1. Field of the Invention
The invention relates generally to work vehicles such as agricultural planters. More particularly, it relates to a hydraulic control system for an agricultural planter that includes a series of master cylinders having slave cylinders operably connected therewith. Even more particularly, it relates to a hydraulic control system wherein the master and slave cylinders can be operated independently of one another such that the master cylinder can be operated to effect distinct field transport and road transport heights.
2. Discussion of the Related Art
Conventional planters typically include a series of evenly spaced row planter units connected to an implement frame or tool bar so as to be towed across a field. The row planter units are generally configured to plant particulate product (i.e., seed, herbicide, pesticide, fertilizer, etc.) in evenly spaced individual rows. The planter is usually towed by a propelling vehicle such as a tractor or other prime mover across the field. As the planter, reaches the end of a row, or requires transport from a field to another more remote location, it is often necessary to reconfigure the planter from a field planting configuration or position to a field transport (for movement between planting rows), or folded road transport position.
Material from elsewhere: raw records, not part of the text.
PR #4114, opened 2022-09-16
[Fireperf][AASA] send `_experiment_app_start_ttid` trace, controlled by RC flag

leotianlizhan:
b/245947422
b/243540978

During startup, when we want to decide to record this trace or not, we only check disk cache for RC flag because RC is not initialized yet. 

This RC flag will be saved to disk ONLY upon successful RC `fetchAndActivate()`. There's a problem with all other flags in that they are being saved to disk every time they are queried.

### DIFF
--- a/firebase-perf/dev-app/src/main/AndroidManifest.xml
+++ b/firebase-perf/dev-app/src/main/AndroidManifest.xml
@@ -39,7 +39,7 @@
             android:name="fragment_sampling_percentage"
             android:value="100.0" />
         <meta-data
-            android:name="experiment_as_ttid"
+            android:name="experiment_app_start_ttid"
             android:value="true" />
 
         <receiver
--- a/firebase-perf/dev-app/src/main/AndroidManifest.xml
+++ b/firebase-perf/dev-app/src/main/AndroidManifest.xml
@@ -38,6 +38,9 @@
         <meta-data
             android:name="fragment_sampling_percentage"
             android:value="100.0" />
+        <meta-data
+            android:name="experiment_as_ttid"
+            android:value="true" />
 
         <receiver
             android:name=".FirebasePerfTestReceiver"
--- a/firebase-perf/src/main/java/com/google/firebase/perf/config/ConfigResolver.java
+++ b/firebase-perf/src/main/java/com/google/firebase/perf/config/ConfigResolver.java
@@ -115,19 +115,9 @@ public class ConfigResolver {
 
   /** Default API to call for whether performance monitoring is currently silent. */
   public boolean isPerformanceMonitoringEnabled() {
-    saveExperimentFlagToDeviceCache();
     Boolean isPerformanceCollectionEnabled = getIsPerformanceCollectionEnabled();
     return (isPerformanceCollectionEnabled == null || isPerformanceCollectionEnabled == true)
         && getIsServiceCollectionEnabled();
-  }
-
-  // TODO: remove after _experiment_as_ttid is finished
-  private void saveExperimentFlagToDeviceCache() {
-    ExperimentTTID config = ExperimentTTID.getInstance();
-    Optional<Boolean> rcValue = getRemoteConfigBoolean(config);
-    if (rcValue.isAvailable()) {
-      deviceCacheManager.setValue(config.getDeviceCacheFlag(), rcValue.get());
-    }
   }
 
   /** Returns whether developers have enabled Firebase Performance event collection. */
--- a/firebase-perf/src/main/java/com/google/firebase/perf/config/ConfigResolver.java
+++ b/firebase-perf/src/main/java/com/google/firebase/perf/config/ConfigResolver.java
@@ -24,6 +24,7 @@ import com.google.firebase.perf.BuildConfig;
 import com.google.firebase.perf.config.ConfigurationConstants.CollectionDeactivated;
 import com.google.firebase.perf.config.ConfigurationConstants.CollectionEnabled;
 import com.google.firebase.perf.config.ConfigurationConstants.FragmentSamplingRate;
+import com.google.firebase.perf.config.ConfigurationConstants.ExperimentTTID;
 import com.google.firebase.perf.config.ConfigurationConstants.LogSourceName;
 import com.google.firebase.perf.config.ConfigurationConstants.NetworkEventCountBackground;
 import com.google.firebase.perf.config.ConfigurationConstants.NetworkEventCountForeground;
@@ -760,6 +761,38 @@ public class ConfigResolver {
     // 3. Reads value from cache layer.
     Optional<Float> deviceCacheValue = getDeviceCacheFloat(config);
     if (deviceCacheValue.isAvailable() && isSamplingRateValid(deviceCacheValue.get())) {
+      return deviceCacheValue.get();
+    }
+
+    // 4. Returns default value if there is no valid value from above approaches.
+    return config.getDefault();
+  }
+
+  /** Returns if _experiment_as_ttid should be captured. */
+  public boolean getIsExperimentTTIDEnabled() {
+    // Order of precedence is:
+    // 1. If the value exists in Android Manifest, return this value.
+    // 2. If the value exists through Firebase Remote Config, cache and return this value.
+    // 3. If the value exists in device cache, return this value.
+    // 4. Otherwise, return default value.
+    ExperimentTTID config = ExperimentTTID.getInstance();
+
+    // 1. Reads value in Android Manifest (it is set by developers during build time).
+    Optional<Boolean> metadataValue = getMetadataBoolean(config);
+    if (metadataValue.isAvailable()) {
+      return metadataValue.get();
+    }
+
+    // 2. Reads value from Firebase Remote Config, saves this value in cache layer if valid.
+    Optional<Boolean> rcValue = getRemoteConfigBoolean(config);
+    if (rcValue.isAvailable()) {
+      deviceCacheManager.setValue(config.getDeviceCacheFlag(), rcValue.get());
+      return rcValue.get();
+    }
+
+    // 3. Reads value from cache layer.
+    Optional<Boolean> deviceCacheValue = getDeviceCacheBoolean(config);
+    if (deviceCacheValue.isAvailable()) {
       return deviceCacheValue.get();
     }
 
--- a/firebase-perf/src/main/java/com/google/firebase/perf/config/ConfigResolver.java
+++ b/firebase-perf/src/main/java/com/google/firebase/perf/config/ConfigResolver.java
@@ -772,7 +772,7 @@ public class ConfigResolver {
   public boolean getIsExperimentTTIDEnabled() {
     // Order of precedence is:
     // 1. If the value exists in Android Manifest, return this value.
-    // 2. Cannot read value from RC because it's not initalized yet
+    // 2. If the value exists through Firebase Remote Config, cache and return this value.
     // 3. If the value exists in device cache, return this value.
     // 4. Otherwise, return default value.
     ExperimentTTID config = ExperimentTTID.getInstance();
@@ -783,7 +783,13 @@ public class ConfigResolver {
       return metadataValue.get();
     }
 
-    // 2. Cannot read value from RC because it's not initialized yet.
+    // 2. Reads value from Firebase Remote Config, saves this value in cache layer if valid.
+    Optional<Boolean> rcValue = getRemoteConfigBoolean(config);
+    if (rcValue.isAvailable()) {
+      deviceCacheManager.setValue(config.getDeviceCacheFlag(), rcValue.get());
+      return rcValue.get();
+    }
+
     // 3. Reads value from cache layer.
     Optional<Boolean> deviceCacheValue = getDeviceCacheBoolean(config);
     if (deviceCacheValue.isAvailable()) {
--- a/firebase-perf/src/main/java/com/google/firebase/perf/config/ConfigResolver.java
+++ b/firebase-perf/src/main/java/com/google/firebase/perf/config/ConfigResolver.java
@@ -23,8 +23,8 @@ import androidx.annotation.VisibleForTesting;
 import com.google.firebase.perf.BuildConfig;
 import com.google.firebase.perf.config.ConfigurationConstants.CollectionDeactivated;
 import com.google.firebase.perf.config.ConfigurationConstants.CollectionEnabled;
-import com.google.firebase.perf.config.ConfigurationConstants.FragmentSamplingRate;
 import com.google.firebase.perf.config.ConfigurationConstants.ExperimentTTID;
+import com.google.firebase.perf.config.ConfigurationConstants.FragmentSamplingRate;
 import com.google.firebase.perf.config.ConfigurationConstants.LogSourceName;
 import com.google.firebase.perf.config.ConfigurationConstants.NetworkEventCountBackground;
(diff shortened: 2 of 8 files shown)


firebase-perf/dev-app/src/main/AndroidManifest.xml
```diff
@@ -38,6 +38,9 @@
         <meta-data
             android:name="fragment_sampling_percentage"
             android:value="100.0" />
+        <meta-data
+            android:name="experiment_as_ttid"
```
raymondlam, line 42: I'd prefer experiment_app_start_ttid so that it is more obvious that it is for app start.

firebase-perf/src/main/java/com/google/firebase/perf/config/ConfigurationConstants.java
```diff
@@ -661,4 +661,39 @@ protected String getMetadataFlag() {
...
+    }
+
+    @Override
+    protected Boolean getDefault() {
+      return false;
+    }
+
+    @Override
+    protected String getRemoteConfigFlag() {
+      return "fpr_experiment_as_ttid";
```
raymondlam, line 686: Similarly, `as` should be `app_start` here.

firebase-perf/src/main/java/com/google/firebase/perf/metrics/AppStartTrace.java
```diff
@@ -227,11 +272,24 @@ public synchronized void onActivityResumed(Activity activity) {
 
     // Log the app start trace in a non-main thread.
     executorService.execute(this::logAppStartTrace);
+  }
 
-    if (isRegisteredForLifecycleCallbacks) {
-      // After AppStart trace is logged, we can unregister this callback.
-      unregisterActivityLifecycleCallbacks();
```
raymondlam, line 233: Are we still unregistering somewhere if the the experiment is disabled and recordFirstDrawDone never gets called?

firebase-perf/src/main/java/com/google/firebase/perf/metrics/AppStartTrace.java
```diff
@@ -227,11 +272,24 @@ public synchronized void onActivityResumed(Activity activity) {
...
+  private void logColdStart(Timer start, Timer end, PerfSession session) {
+    TraceMetric.Builder metric =
+        TraceMetric.newBuilder()
+            .setName("_experiment_as_ttid")
+            .setClientStartTimeUs(start.getMicros())
+            .setDurationUs(start.getDurationMicros(end));
+
+    TraceMetric.Builder subtrace =
+        TraceMetric.newBuilder()
+            .setName("_experiment_classLoadTime")
```
raymondlam, line 286: What's the purpose of this sub trace?

firebase-perf/src/test/java/com/google/firebase/perf/metrics/AppStartTraceTest.java
```diff
@@ -261,4 +279,38 @@ public void testFirebasePerfProviderOnAttachInfo_initializesGaugeCollection() {
     Assert.assertEquals(oldSessionId, SessionManager.getInstance().perfSession().sessionId());
     verify(mockPerfSession, times(2)).isGaugeAndEventCollectionEnabled();
   }
+
+  @Test
+  @Config(sdk = 26)
+  public void timeToInitialDisplay_isLogged() {
```
raymondlam, line 285: Can you add some comments to clarify what is going on in this test? There is a lot of setup and some verify statements mid way through the test making it hard to follow.

firebase-perf/dev-app/src/main/AndroidManifest.xml
leotianlizhan: done

firebase-perf/src/main/java/com/google/firebase/perf/config/ConfigurationConstants.java
leotianlizhan: done

firebase-perf/src/main/java/com/google/firebase/perf/metrics/AppStartTrace.java
leotianlizhan: Great catch! Added it back.

firebase-perf/src/main/java/com/google/firebase/perf/metrics/AppStartTrace.java
leotianlizhan: This captures the old-start, which is class-load of `FirebasePerfProvider.class`. I just want to have more data to study the difference that the new start would have.

firebase-perf/src/test/java/com/google/firebase/perf/metrics/AppStartTraceTest.java
leotianlizhan: Added comments! The setup is quite big, only the last few lines of this test is actually verifying.

firebase-perf/src/main/java/com/google/firebase/perf/metrics/AppStartTrace.java
```diff
@@ -228,12 +274,30 @@ public synchronized void onActivityResumed(Activity activity) {
...
+    if (!isExperimentTTIDEnabled && isRegisteredForLifecycleCallbacks) {
       // After AppStart trace is logged, we can unregister this callback.
       unregisterActivityLifecycleCallbacks();
     }
   }
 
+  private void logColdStart(Timer start, Timer end, PerfSession session) {
+    TraceMetric.Builder metric =
+        TraceMetric.newBuilder()
+            .setName("_experiment_app_start_ttid")
```
jeremyjiang-dev, line 286: nit: define the name as a constant Constants.TraceNames.

firebase-perf/src/main/java/com/google/firebase/perf/config/ConfigResolver.java
```diff
@@ -767,6 +768,32 @@ public float getFragmentSamplingRate() {
...
+    // 4. Otherwise, return default value.
+    ExperimentTTID config = ExperimentTTID.getInstance();
+
+    // 1. Reads value in Android Manifest (it is set by developers during build time).
+    Optional<Boolean> metadataValue = getMetadataBoolean(config);
+    if (metadataValue.isAvailable()) {
+      return metadataValue.get();
+    }
+
+    // 2. Cannot read value from RC because it's not initialized yet.
```
jeremyjiang-dev, line 786: Just to make sure my understanding is correct: for the very first app start of an app, we will read the default value.

firebase-perf/dev-app/src/main/AndroidManifest.xml
```diff
@@ -38,6 +38,9 @@
         <meta-data
             android:name="fragment_sampling_percentage"
             android:value="100.0" />
+        <meta-data
```
jeremyjiang-dev, line 41: Can you also update the e2e test app so that it will generate this trace periodically? but I think our e2e test app does not generate app start trace. If so, it is out of the scope of this PR.

jeremyjiang-dev (approved):
Looks good to me overall

firebase-perf/src/main/java/com/google/firebase/perf/config/ConfigResolver.java
leotianlizhan: Yes, for the very very first without any prior RC fetch, it will use default value.

firebase-perf/dev-app/src/main/AndroidManifest.xml
leotianlizhan: Checked just now and you are right, our E2E test app doesn't generate `_app_start` at all.

firebase-perf/src/main/java/com/google/firebase/perf/metrics/AppStartTrace.java
leotianlizhan: This code is for dark-launch, it will be removed next release, so I didn't add a new official constant to Constants.java. I will definitely do it for the GA launch.

firebase-perf/src/main/java/com/google/firebase/perf/metrics/AppStartTrace.java
```diff
@@ -228,12 +274,30 @@ public synchronized void onActivityResumed(Activity activity) {
     // Log the app start trace in a non-main thread.
     executorService.execute(this::logAppStartTrace);
 
-    if (isRegisteredForLifecycleCallbacks) {
+    if (!isExperimentTTIDEnabled && isRegisteredForLifecycleCallbacks) {
```
visumickey, line 277: What happens if the flag dynamically changes from No to YES (or) vice versa? Would that cause a situation where we try to unregister for callbacks when we have not registered or the other way about?

firebase-perf/src/main/java/com/google/firebase/perf/metrics/AppStartTrace.java
```diff
@@ -228,12 +274,30 @@ public synchronized void onActivityResumed(Activity activity) {
...
+
+    TraceMetric.Builder subtrace =
+        TraceMetric.newBuilder()
+            .setName("_experiment_classLoadTime")
+            .setClientStartTimeUs(FirebasePerfProvider.getAppStartTime().getMicros())
+            .setDurationUs(FirebasePerfProvider.getAppStartTime().getDurationMicros(end));
+
+    metric.addSubtraces(subtrace).addPerfSessions(this.startSession.build());
+
+    transportManager.log(metric.build(), ApplicationProcessState.FOREGROUND_BACKGROUND);
```
visumickey, line 298: Why FOREGROUND_BACKGROUND?

firebase-perf/dev-app/src/main/AndroidManifest.xml
jeremyjiang-dev: IIRC the test skips the onResume() callback

firebase-perf/src/main/java/com/google/firebase/perf/metrics/AppStartTrace.java
raymondlam: sg

raymondlam (approved):

firebase-perf/src/main/java/com/google/firebase/perf/metrics/AppStartTrace.java
leotianlizhan: `_app_start` is `FOREGROUND_BACKGROUND` so I am just following the same behavior.

firebase-perf/src/main/java/com/google/firebase/perf/config/ConfigResolver.java
```diff
@@ -767,6 +768,32 @@ public float getFragmentSamplingRate() {
     return config.getDefault();
   }
 
+  /** Returns if _experiment_app_start_ttid should be captured. */
+  public boolean getIsExperimentTTIDEnabled() {
+    // Order of precedence is:
+    // 1. If the value exists in Android Manifest, return this value.
+    // 2. Cannot read value from RC because it's not initalized yet
```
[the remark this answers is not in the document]
leotianlizhan: This is a comment in the same style as other flags if you look into the same file. Other flags has the order laid out like this, I just changed the 2nd step to "Cannot read from RC".

firebase-perf/src/main/java/com/google/firebase/perf/config/ConfigResolver.java
```diff
@@ -767,6 +768,32 @@ public float getFragmentSamplingRate() {
     return config.getDefault();
   }
 
+  /** Returns if _experiment_app_start_ttid should be captured. */
+  public boolean getIsExperimentTTIDEnabled() {
+    // Order of precedence is:
```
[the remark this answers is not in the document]
leotianlizhan: This is just Manifest > Device Cache > SDK Default

firebase-perf/src/main/java/com/google/firebase/perf/metrics/AppStartTrace.java
leotianlizhan: Good question! Since this flag is only read once in the beginning of `AppStartTrace#onActivityResumed`, it's not a problem.
> Scenario 1: experiment disabled, an activity resumed, experiment enabled, another activity resumed.

After the first resume, the unregistering would be called, so the 2nd activity resume would not do anything. TTID isn't recorded for this app start, it will only start working next app start.

> Scenario 2: experiment enabled, an activity resumed, experiment enabled, another activity resumed.

After the first resume, the `AppStartTrace.onResume` variable would be set, so even if the 2nd activity resume triggers, nothing happens because this method will return immediately without sending anything else.

firebase-perf/src/test/java/com/google/firebase/perf/config/RemoteConfigManagerTest.java
```diff
@@ -230,6 +240,29 @@ public void getString_validFrcValue_updatesWithNewValue() {
     assertThat(testRemoteConfigManager.getString("some_key3").isAvailable()).isFalse();
   }
 
+  @Test
+  public void syncConfigValues_savesNewlyFetchedValueToDeviceCache() {
```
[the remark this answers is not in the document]
leotianlizhan: It is already done in this test. `syncConfigValues` simulates fetch success (it is only called after fetch success), so in this test we call `syncConfigValues` twice and verifies that the disk cache value has changed.

firebase-perf/src/main/java/com/google/firebase/perf/config/RemoteConfigManager.java
```diff
@@ -342,6 +341,19 @@ protected void syncConfigValues(Map<String, FirebaseRemoteConfigValue> newlyFetc
         allRcConfigMap.remove(existingKey);
       }
     }
+
+    // Save to device cache upon successful RC fetchAndActivate
```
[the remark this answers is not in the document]
leotianlizhan: Done

firebase-perf/src/main/java/com/google/firebase/perf/config/RemoteConfigManager.java
```diff
@@ -315,7 +314,7 @@ private void triggerRemoteConfigFetchIfNecessary() {
       return;
     }
     if (allRcConfigMap.isEmpty()) { // Initial fetch.
-      syncConfigValues(firebaseRemoteConfig.getAll());
+      allRcConfigMap.putAll(firebaseRemoteConfig.getAll());
```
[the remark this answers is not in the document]
visumickey: Sounds good. That makes sense.

firebase-perf/src/main/java/com/google/firebase/perf/metrics/AppStartTrace.java
visumickey: Sounds good.

For the first scenario - I assume that experiment is disabled?

In the second scenario - I assume that would mean experiment is enabled?

visumickey (approved):

firebase-perf/src/main/java/com/google/firebase/perf/metrics/AppStartTrace.java
leotianlizhan: Yes, these scenarios show what happens if the app starts with 1 state, then changes after app start.

leotianlizhan:
`Health Metrics / Coverage (push)` fails due to firestorage test failures, so we can merge.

In many prior art systems, hydraulic lift systems are utilized to reconfigure the planter to and from the above noted positions. In such prior art systems, remote hydraulic valves provide hydraulic flows to locations on the tool bar to adjust the positioning of the same. The valves are controlled in an operator station in the cab of the vehicle, most commonly by manipulating a control device that provides a signal and indicates a desired flow rate to or from the hydraulic valve. The hydraulic valves are typically connected to a manifold or manifolds, most commonly located at the rear of the vehicle, to which hydraulic actuators are mounted. The hydraulic actuators include such things as hydraulic motors and cylinders. By manipulating the control device, the operator can vary the flow direction and the flow rate to the manifold, and hence to the hydraulic actuators located on the tool bar.
However, known hydraulic systems have drawbacks. Most notably, in most prior art systems, the maximum road transport height (height used herein means the clearance of the tool bar from the ground) and the field transport height is often the same. This is due to the fact that when an operator strokes a master cylinder controlling the height of the central wheels to the exclusion of the slave cylinder controlling the wing wheels, both cylinders typically bottom out thereby limiting the maximum raised height of the planter tool bar from the ground. The limited maximum height of the road transport position has proved problematic when the planter needs to be moved long distances over ditches and other uneven surfaces. Portions of the planter may not have adequate clearance to cross these uneven surfaces. Likewise, the height (clearance of the tool bar from the ground) of the field transport position in many of these systems is unnecessarily high. As the field transport position most commonly only requires turning between adjacent rows, it is unnecessary to raise the system to the same height required for road transport.
There have been some attempts at providing a planter that can fold into distinct field transport and road transport configurations. For example, one known system includes a front fold planter configured such that when the wing wheels are retracted, oil from the slave cylinders in communication with the wing wheels is moved through a solenoid valve and routed into a master cylinder thereby stroking the master cylinders to achieve a higher road transport height. This system, while somewhat satisfactory for its intended purpose, exhibits drawbacks as the routing system is overly complex and costly to manufacture.
Therefore, there is a need or desire for a hydraulic control system for a work vehicle such as a front fold planter to address the drawbacks described above. The hydraulic control system should also be configured to be utilized with a wide variety of bar supported implements frames and/or vehicles in addition to those related to agriculture. The hydraulic control system should also be versatile so as extend its lifetime and minimize replacement. Also, the hydraulic system should be simple in design so as to reduce costs associated with labor and manufacturing.